If you want food commentary I'm sending you here today, because I have new jeans and I'm so excited I can hardly type straight. It's possible to live in America and not own a properly fitting pair of jeans, but let me tell you, it's horrible. I was three years in the desert trying to work the skirts. I had a too-tight pair of jeans that left welts on my belly when I could button them at all, and a saggy pair that made me feel like a molting snake. Not a long thin snake, a fat snake, like a boa constrictor. Hate those saggy jeans. Hate.

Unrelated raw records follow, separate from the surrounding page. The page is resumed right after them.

Issue #2118, opened 2024-02-15
[experimental] Convert all thrown errors to `SolanaError`


steveluscher:
1. Search everywhere except for `packages/library-legacy` for `throw new Error`
2. Convert the error to a coded `SolanaError`
    a. Create a code for it in `packages/errors/src/codes.ts`
    b. Optionally allow the caller to add typed context to the error by defining the type in `packages/errors/src/context.ts`
    c. Create a message for it in `packages/errors/src/messages.ts`
    d. Replace the callsite with `throw new SolanaError(SOLANA_ERROR__MY_NEW_ERROR, {/* optional context */})`
3. Make sure that the generated Kinobi clients throw `ProgramErrors` from on-chain programs in the same way (include the logs, message, program address, error code, etc in the error's context)

buffalojoec:
I want you guys to know I cried when I self-assigned this.

lorisleiva:
Thank you @buffalojoec 🫡

I can tackle the errors inside the `@solana/programs` package since the error resolution will have to change anyway such that we don't need to provide the array of programs as we do now.

lorisleiva:
@buffalojoec Actually you might also want to avoid tackling all RPC errors right now as I'm working on a massive refactoring stack.

buffalojoec:
> @buffalojoec Actually you might also want to avoid tackling all RPC errors right now as I'm working on a massive refactoring stack.

You got it, just throw a flag here whenever I'm good to go.

steveluscher:
We can split this up if you want! Want to work from A-Z and I'll work from Z-A @buffalojoec?

buffalojoec:
> We can split this up if you want! Want to work from A-Z and I'll work from Z-A @buffalojoec?

Sure! Are you just basing off of Loris's stack?

PR #2224, opened 2024-02-29
Convert errors in `@solana/signers` to coded exceptions

steveluscher:
Addresses #2118.

PR #2225, opened 2024-03-01
Refine `Address` error types

steveluscher:
#2187 buried these address sub errors in such a way that they'd never reach the caller. This PR allows them to bubble up.

Addresses #2118.


steveluscher:
* **#2224** <a href="https://app.graphite.dev/github/pr/solana-labs/solana-web3.js/2224?utm_source=stack-comment-icon" target="_blank">Graphite</a>
* **#2225** <a href="https://app.graphite.dev/github/pr/solana-labs/solana-web3.js/2225?utm_source=stack-comment-icon" target="_blank">Graphite</a> 👈
* `master`

This [stack of pull requests](https://stacking.dev/?utm_source=stack-comment) is managed by [Graphite](https://app.graphite.dev/github/pr/solana-labs/solana-web3.js/2225?utm_source=stack-comment).

packages/addresses/src/address.ts
```diff
@@ -53,29 +52,25 @@ export function isAddress(putativeAddress: string): putativeAddress is Address<t
...
+    }
+    // Slow-path; actually attempt to decode the input string.
+    const base58Encoder = getMemoizedBase58Encoder();
+    const bytes = base58Encoder.encode(putativeAddress);
+    const numBytes = bytes.byteLength;
+    if (numBytes !== 32) {
+        throw new SolanaError(SOLANA_ERROR__ADDRESS_BYTE_LENGTH_OUT_OF_RANGE, {
+            actualLength: numBytes,
+        });
     }
```
steveluscher, line 79: @buffalojoec, I missed this in #2187. This _used_ to aim to create an ‘all up’ error that the address is bad, with the inner error as the `cause`. Now that we have codes and separate errors for each cause, I don't think we need this.

Also, #2187 buried the sub errors so that they'd never reach the caller.

packages/errors/src/codes.ts
```diff
@@ -16,8 +16,8 @@ export const SOLANA_ERROR__MULTIPLE_ACCOUNTS_NOT_FOUND = 9 as const;
 export const SOLANA_ERROR__FAILED_TO_DECODE_ACCOUNT = 10 as const;
 export const SOLANA_ERROR__EXPECTED_DECODED_ACCOUNT = 11 as const;
 export const SOLANA_ERROR__NOT_ALL_ACCOUNTS_DECODED = 12 as const;
-export const SOLANA_ERROR__INCORRECT_BASE58_ADDRESS_LENGTH = 13 as const;
-export const SOLANA_ERROR__INCORRECT_BASE58_ADDRESS_BYTE_LENGTH = 14 as const;
+export const SOLANA_ERROR__ADDRESS_BYTE_LENGTH_OUT_OF_RANGE = 13 as const;
+export const SOLANA_ERROR__ADDRESS_STRING_LENGTH_OUT_OF_RANGE = 14 as const;
```
steveluscher, line 20: Massaged these names while I was here. tl;dr I'm converting `blockhash.ts` and it's exactly the same as `address.ts`.

packages/addresses/src/address.ts
buffalojoec: Ahh, I see. Nice catch! So can't `NOT_A_BASE_58_ADDRESS` come out then?

buffalojoec (approved):
very nice

packages/addresses/src/address.ts
steveluscher: That one would have bubbled up, yes, but the others would never have seen the light of day.

I think in other PRs we consolidated on throwing granular errors, rather than one error with a `cause`.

Fixed all that today. Thank-you Bloomingdale's sale. It's like recovering from the flu, putting on a pair of perfectly fitting jeans. If you're wondering why it took me so long to do something so eminently sensible as shop for jeans in my actual size, you're clearly a sane woman who's never suffered the illusion that the diet starts tomorrow with complete physical transformation to follow. Or, you are a man. These were absurdly expensive jeans, even on sale. Worth it. I bought the boot-cut pair above* and also the gray ones below.
I know. They're skinny jeans. But I had to have them, Layne. Maybe this is my foolish midlife crisis purchase, the equivalent of the balding man's Porsche. But cheaper.
Okay. Satisfaction expressed. Back to food.
*That's not me. As if I really needed to tell you.